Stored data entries
* * * * * * *

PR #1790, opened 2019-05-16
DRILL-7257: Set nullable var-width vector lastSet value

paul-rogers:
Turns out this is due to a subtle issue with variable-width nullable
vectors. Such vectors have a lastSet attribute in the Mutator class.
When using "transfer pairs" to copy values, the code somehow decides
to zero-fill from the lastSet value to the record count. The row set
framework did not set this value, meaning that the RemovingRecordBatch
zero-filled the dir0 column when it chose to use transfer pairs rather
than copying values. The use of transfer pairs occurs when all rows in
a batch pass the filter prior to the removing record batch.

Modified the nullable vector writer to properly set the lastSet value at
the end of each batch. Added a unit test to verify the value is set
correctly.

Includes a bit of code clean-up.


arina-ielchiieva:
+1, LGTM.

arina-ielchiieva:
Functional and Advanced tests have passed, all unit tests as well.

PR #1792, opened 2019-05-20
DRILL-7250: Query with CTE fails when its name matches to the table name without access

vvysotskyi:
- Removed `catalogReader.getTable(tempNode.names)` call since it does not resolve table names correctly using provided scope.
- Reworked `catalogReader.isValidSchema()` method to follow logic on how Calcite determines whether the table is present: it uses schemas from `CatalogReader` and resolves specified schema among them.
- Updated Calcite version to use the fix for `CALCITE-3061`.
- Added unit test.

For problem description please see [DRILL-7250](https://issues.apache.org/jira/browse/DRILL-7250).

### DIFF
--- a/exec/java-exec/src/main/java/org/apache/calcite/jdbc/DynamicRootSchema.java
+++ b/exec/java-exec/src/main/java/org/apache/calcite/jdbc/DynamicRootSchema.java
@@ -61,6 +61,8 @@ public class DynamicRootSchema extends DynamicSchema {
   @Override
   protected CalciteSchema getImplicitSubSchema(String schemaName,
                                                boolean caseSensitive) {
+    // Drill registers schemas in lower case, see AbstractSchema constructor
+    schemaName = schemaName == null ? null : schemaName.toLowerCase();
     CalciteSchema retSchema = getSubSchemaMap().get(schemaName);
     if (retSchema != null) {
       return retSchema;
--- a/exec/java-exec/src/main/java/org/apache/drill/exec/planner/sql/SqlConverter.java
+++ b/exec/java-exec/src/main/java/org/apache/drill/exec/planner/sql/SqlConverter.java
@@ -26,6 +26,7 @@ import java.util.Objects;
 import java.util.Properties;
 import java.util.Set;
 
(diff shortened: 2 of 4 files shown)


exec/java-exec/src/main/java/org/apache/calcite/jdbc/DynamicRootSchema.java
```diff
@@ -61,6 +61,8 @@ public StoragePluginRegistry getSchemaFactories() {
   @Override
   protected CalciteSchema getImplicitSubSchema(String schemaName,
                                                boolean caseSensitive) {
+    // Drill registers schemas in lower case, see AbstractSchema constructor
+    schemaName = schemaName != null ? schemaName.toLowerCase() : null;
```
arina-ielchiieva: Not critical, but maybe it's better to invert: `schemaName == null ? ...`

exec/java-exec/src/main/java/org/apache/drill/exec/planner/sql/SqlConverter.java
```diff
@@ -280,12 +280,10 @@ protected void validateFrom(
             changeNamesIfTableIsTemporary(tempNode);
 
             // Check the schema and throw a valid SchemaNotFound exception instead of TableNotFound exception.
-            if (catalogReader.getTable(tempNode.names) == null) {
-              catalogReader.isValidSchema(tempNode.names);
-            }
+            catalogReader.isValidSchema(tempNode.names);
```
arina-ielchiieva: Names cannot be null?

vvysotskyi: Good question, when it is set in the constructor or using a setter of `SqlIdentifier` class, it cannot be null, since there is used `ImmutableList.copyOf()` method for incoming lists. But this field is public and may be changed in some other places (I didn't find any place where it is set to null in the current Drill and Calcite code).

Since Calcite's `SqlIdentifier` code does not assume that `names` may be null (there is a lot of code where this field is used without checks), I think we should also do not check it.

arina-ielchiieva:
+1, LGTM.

* * * * * * *

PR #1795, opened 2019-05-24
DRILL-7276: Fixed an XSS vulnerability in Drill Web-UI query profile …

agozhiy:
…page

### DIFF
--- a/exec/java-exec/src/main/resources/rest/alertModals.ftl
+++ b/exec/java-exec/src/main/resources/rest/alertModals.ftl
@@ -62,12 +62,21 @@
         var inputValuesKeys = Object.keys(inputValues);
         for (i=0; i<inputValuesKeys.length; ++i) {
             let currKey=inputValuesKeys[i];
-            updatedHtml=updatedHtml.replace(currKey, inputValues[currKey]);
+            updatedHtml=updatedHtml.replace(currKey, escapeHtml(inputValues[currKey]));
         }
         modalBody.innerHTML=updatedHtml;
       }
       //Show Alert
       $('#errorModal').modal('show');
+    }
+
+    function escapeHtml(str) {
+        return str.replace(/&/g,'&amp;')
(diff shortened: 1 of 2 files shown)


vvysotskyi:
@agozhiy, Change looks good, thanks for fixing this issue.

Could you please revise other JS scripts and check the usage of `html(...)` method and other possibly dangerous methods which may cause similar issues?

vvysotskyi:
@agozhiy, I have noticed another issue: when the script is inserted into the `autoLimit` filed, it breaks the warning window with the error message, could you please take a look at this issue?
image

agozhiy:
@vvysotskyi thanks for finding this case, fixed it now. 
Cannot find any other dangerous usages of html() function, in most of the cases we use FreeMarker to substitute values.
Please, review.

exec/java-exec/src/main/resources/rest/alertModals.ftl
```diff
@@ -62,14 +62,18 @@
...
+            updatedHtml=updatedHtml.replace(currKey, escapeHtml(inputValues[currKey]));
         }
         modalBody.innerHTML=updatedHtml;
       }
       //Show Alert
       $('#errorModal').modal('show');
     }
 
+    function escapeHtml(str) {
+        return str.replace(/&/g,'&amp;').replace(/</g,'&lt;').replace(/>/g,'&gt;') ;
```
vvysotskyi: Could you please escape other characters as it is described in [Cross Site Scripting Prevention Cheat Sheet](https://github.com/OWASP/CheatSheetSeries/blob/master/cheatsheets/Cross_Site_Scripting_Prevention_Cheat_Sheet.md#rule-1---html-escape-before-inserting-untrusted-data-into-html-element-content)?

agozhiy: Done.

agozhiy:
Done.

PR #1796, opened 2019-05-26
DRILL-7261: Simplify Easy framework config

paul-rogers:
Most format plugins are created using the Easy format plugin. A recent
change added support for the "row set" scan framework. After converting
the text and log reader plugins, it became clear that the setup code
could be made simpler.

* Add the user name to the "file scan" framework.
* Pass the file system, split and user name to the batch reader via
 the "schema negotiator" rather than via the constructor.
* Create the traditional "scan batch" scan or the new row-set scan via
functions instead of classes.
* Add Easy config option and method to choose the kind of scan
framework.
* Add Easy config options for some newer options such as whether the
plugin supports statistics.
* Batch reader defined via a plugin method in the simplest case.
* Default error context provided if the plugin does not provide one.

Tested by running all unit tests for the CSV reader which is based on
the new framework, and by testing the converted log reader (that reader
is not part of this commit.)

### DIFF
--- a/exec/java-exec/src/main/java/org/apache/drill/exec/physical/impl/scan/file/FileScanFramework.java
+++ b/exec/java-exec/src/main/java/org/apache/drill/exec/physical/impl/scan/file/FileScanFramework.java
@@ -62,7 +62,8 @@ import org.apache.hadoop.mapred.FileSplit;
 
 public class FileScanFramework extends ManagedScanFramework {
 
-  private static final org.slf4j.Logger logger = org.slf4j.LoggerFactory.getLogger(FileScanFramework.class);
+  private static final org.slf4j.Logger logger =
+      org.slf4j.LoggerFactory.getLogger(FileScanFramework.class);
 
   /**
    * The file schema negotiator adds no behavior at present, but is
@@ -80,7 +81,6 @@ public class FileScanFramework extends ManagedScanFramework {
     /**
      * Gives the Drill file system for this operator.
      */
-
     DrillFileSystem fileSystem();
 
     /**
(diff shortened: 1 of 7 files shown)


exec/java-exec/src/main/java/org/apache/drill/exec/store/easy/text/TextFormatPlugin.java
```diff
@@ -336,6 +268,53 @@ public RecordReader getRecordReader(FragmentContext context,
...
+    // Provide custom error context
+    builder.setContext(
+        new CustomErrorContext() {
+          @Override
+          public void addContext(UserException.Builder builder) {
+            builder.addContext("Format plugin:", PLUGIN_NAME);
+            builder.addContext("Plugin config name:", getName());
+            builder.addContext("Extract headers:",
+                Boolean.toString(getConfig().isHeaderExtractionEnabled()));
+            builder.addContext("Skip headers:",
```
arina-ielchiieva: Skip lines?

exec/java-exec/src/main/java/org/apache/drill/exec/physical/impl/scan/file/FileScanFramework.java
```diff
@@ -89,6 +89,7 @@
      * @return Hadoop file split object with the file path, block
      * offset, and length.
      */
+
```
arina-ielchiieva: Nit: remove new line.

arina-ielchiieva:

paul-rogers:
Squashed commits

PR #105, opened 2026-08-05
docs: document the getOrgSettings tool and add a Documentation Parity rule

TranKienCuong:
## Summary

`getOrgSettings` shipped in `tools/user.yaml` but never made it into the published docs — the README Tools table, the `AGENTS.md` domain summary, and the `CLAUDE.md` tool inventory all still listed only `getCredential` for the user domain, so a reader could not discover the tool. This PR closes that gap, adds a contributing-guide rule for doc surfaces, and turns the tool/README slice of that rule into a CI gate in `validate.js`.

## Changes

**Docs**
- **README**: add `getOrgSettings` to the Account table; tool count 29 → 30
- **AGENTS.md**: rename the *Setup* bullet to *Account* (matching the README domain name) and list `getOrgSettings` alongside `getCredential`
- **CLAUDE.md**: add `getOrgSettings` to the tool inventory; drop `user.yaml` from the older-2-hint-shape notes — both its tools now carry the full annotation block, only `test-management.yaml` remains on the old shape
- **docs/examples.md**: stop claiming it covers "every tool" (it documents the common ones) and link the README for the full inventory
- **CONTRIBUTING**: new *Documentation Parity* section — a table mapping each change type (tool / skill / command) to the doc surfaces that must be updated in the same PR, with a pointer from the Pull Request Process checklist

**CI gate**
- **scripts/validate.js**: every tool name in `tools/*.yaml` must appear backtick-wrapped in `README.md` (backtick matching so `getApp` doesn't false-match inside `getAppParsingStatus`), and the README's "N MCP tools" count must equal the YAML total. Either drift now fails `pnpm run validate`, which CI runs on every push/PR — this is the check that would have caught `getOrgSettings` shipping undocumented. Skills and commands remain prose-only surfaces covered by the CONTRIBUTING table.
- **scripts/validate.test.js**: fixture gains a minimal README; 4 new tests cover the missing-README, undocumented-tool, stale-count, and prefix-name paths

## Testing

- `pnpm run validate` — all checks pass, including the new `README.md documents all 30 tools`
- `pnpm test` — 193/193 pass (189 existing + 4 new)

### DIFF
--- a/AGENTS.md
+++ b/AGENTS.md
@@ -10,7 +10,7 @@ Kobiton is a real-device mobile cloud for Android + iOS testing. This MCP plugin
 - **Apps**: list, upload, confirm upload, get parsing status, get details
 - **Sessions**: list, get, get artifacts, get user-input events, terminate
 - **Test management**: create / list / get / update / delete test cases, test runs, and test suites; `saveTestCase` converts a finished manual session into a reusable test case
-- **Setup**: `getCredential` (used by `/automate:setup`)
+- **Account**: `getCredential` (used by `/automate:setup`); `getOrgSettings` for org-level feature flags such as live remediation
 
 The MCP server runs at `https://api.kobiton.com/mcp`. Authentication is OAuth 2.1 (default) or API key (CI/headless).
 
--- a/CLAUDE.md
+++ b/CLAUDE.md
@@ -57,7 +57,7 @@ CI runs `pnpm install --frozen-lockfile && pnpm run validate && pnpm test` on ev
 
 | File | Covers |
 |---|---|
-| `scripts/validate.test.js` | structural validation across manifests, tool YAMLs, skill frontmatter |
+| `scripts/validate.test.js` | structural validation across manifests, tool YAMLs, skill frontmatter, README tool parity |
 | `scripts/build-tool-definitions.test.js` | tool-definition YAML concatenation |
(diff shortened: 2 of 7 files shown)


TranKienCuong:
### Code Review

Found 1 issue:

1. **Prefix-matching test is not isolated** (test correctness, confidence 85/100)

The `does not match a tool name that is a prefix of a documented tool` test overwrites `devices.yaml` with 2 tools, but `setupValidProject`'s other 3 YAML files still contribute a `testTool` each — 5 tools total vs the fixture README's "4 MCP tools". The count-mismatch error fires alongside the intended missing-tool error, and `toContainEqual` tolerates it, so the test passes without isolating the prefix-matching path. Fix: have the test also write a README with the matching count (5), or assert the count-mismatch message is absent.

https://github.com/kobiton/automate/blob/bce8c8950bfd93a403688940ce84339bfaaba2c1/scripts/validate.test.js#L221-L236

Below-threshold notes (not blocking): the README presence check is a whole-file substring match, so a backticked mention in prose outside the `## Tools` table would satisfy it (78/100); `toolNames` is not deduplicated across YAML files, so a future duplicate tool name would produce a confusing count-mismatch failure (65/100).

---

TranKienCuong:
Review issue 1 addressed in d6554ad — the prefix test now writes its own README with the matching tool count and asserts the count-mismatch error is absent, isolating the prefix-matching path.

* * * * * * *

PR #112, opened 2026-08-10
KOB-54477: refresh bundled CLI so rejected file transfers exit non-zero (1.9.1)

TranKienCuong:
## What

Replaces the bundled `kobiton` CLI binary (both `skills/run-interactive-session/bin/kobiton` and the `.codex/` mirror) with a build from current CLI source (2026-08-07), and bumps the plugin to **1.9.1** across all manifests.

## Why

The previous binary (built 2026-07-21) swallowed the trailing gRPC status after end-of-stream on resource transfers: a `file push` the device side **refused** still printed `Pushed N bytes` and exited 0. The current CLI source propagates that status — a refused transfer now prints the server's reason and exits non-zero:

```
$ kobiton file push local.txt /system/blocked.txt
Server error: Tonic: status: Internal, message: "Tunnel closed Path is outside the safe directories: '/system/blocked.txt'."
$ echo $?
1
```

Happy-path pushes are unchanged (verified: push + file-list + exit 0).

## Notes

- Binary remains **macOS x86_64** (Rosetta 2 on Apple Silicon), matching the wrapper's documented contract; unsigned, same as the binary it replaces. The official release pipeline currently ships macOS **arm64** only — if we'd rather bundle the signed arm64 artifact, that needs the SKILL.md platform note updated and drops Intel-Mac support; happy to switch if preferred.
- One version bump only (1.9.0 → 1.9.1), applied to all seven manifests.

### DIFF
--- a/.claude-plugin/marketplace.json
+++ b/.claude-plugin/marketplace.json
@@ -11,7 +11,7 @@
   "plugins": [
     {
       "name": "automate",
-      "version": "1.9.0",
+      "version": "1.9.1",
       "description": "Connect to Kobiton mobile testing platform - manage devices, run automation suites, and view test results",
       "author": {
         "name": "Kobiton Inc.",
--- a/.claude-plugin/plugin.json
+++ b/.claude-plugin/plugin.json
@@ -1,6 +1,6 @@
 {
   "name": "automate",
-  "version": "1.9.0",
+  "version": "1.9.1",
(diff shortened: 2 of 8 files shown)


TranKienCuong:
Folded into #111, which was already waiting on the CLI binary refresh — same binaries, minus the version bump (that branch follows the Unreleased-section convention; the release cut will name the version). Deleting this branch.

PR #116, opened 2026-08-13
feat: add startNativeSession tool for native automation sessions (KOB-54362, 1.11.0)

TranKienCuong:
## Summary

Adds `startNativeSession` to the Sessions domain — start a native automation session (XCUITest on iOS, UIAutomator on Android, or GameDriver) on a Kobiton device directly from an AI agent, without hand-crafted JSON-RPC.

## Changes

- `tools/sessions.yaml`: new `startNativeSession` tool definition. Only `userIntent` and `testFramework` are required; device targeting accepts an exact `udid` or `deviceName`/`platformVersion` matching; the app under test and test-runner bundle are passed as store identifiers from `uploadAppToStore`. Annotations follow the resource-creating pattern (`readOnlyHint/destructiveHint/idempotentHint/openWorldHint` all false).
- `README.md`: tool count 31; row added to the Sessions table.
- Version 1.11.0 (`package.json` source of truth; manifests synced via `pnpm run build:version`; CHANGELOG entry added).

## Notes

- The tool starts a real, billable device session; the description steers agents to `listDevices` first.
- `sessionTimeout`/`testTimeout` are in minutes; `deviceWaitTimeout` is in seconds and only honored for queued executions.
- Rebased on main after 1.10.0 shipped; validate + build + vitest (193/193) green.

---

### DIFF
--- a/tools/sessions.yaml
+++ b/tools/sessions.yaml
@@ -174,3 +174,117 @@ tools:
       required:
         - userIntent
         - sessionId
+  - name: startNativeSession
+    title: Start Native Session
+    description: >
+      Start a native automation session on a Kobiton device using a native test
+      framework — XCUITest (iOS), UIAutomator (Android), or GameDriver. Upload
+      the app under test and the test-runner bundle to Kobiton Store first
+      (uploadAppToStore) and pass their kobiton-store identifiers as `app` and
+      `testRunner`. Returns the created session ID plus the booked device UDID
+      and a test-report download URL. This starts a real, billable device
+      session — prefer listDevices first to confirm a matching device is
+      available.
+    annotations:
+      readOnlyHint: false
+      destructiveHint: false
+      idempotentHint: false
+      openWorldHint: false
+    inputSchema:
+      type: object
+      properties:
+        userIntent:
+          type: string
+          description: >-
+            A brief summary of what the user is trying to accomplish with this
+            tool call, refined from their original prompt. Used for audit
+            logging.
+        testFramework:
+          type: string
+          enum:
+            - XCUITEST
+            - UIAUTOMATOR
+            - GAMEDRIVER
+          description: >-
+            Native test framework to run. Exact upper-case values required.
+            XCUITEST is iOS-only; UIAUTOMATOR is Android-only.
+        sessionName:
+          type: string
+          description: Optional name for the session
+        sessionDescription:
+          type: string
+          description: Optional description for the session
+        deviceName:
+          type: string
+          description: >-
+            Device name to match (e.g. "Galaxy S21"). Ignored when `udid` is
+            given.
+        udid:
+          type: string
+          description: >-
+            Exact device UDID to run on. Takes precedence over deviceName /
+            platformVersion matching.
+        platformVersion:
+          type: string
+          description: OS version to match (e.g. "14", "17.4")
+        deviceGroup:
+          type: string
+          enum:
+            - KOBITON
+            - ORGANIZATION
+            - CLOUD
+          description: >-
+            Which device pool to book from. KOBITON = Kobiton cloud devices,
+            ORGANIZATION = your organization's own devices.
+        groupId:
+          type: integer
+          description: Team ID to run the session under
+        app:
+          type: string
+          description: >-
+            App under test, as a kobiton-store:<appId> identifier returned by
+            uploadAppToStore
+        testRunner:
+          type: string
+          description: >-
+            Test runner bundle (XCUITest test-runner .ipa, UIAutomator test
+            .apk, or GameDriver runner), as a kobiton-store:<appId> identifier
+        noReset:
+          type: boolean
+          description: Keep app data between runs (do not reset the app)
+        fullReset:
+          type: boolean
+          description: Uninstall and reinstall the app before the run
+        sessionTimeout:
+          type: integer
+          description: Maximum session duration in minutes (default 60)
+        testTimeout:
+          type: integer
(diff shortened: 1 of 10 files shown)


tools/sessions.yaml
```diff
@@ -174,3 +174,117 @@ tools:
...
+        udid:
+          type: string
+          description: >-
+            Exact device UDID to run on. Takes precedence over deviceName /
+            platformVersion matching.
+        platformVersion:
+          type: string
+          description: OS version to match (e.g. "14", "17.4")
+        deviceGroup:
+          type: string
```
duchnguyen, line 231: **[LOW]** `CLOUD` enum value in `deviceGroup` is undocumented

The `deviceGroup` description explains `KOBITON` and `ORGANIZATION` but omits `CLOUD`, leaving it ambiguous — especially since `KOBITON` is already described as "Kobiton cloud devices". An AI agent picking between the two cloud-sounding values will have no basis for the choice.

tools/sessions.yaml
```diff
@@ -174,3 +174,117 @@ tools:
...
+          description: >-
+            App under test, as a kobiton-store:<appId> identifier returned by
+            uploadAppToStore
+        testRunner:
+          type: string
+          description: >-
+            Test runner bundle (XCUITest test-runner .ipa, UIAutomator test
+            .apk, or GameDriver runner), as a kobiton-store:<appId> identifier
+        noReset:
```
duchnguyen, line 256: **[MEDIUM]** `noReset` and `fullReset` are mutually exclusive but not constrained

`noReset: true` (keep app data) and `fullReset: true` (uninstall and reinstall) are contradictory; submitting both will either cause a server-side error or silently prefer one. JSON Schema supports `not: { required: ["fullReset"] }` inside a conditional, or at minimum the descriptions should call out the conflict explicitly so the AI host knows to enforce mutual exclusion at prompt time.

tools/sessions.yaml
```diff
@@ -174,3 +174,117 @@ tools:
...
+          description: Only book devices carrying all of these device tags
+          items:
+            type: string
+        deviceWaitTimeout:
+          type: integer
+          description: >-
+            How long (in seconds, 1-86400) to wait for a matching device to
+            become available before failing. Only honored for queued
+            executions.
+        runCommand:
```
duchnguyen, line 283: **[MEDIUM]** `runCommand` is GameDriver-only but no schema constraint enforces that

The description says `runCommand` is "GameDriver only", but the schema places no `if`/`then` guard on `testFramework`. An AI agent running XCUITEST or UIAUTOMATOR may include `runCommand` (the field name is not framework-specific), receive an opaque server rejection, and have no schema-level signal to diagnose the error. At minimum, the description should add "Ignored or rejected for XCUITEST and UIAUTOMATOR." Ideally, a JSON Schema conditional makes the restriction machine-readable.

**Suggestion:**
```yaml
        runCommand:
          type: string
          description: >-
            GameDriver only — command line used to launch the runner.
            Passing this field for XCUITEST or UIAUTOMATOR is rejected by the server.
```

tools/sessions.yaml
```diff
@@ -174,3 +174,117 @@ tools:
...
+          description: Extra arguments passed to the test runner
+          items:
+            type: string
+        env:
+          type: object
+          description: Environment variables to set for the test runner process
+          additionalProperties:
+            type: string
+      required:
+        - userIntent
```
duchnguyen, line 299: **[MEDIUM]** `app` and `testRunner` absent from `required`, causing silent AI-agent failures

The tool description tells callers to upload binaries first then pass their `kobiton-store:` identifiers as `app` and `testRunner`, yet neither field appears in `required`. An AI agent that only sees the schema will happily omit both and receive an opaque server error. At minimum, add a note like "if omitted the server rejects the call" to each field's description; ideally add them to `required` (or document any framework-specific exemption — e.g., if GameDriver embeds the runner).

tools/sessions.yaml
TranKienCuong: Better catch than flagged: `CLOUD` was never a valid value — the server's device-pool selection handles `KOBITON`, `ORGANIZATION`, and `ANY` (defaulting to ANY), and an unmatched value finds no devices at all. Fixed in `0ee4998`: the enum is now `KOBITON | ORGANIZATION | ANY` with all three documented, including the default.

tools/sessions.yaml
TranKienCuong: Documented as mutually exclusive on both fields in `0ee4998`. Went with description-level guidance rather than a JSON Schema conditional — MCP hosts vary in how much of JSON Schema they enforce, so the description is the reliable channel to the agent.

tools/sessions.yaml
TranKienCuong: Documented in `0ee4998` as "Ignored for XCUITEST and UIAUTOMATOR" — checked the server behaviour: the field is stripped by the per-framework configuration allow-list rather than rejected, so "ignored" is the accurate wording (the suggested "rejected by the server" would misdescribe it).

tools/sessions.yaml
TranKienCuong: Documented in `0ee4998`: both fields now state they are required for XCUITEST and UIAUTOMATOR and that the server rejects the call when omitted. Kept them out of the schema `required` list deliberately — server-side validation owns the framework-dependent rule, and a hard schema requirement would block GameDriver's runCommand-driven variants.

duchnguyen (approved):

* * * * * * *

Exercise goal
Please say how many lines in the records above contain the word "negotiator", and give only that number.

Written answer
2